O edital foi publicado em 22 de agosto, no valor de R$ 42.089,02. Na última sexta-feira, as empresas interessadas apresentaram suas propostas. A vencedora se propôs a fornecer as frutas por R$ 30.156,94. O contrato deverá ser assinado nos próximos dias.

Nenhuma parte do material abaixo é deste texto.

PR #288, opened 2021-11-18
Allow specifying an explicit constraint when measuring in a GeometryProxy

kyleve:
In Market, we have this method:

```
extension GeometryProxy {
    func element(
        ifFitsWidth: @autoclosure () -> Element,
        else fallback: @autoclosure () -> Element
    ) -> Element {
        let ifFitsWidthElement = ifFitsWidth()
        
        if measure(element: ifFitsWidthElement).width <= constraint.maximum.width {
            return ifFitsWidthElement
        } else {
            return fallback()
        }
    }
}
```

O edital apresenta uma lista com 27 variedades de frutas – entre elas, mil unidades de abacaxi pérola, 46 quilos de ameixa preta, 180 quilos de banana prata, 250 cajus, 2.500 cocos verdes, 30 quilos de figo, cem quilos de goiaba vermelha, 110 quilos de kiwi, 650 quilos de melancia de primeira qualidade, 540 quilos de melão, 93 quilos de morango, 40 quilos de nectarina e 110 caixas de pinha, cada uma com quatro unidades.

De acordo com os parâmetros da licitação, o valor mais caro seria o dos cocos, de R$ 7.075. Em seguida, vem 2 mil quilos de laranja lima de primeira qualidade, ao custo de R$ 6.960. Os abacaxis sairiam por R$ 5.650. Mas a empresa vencedora deverá reduzir esses valores.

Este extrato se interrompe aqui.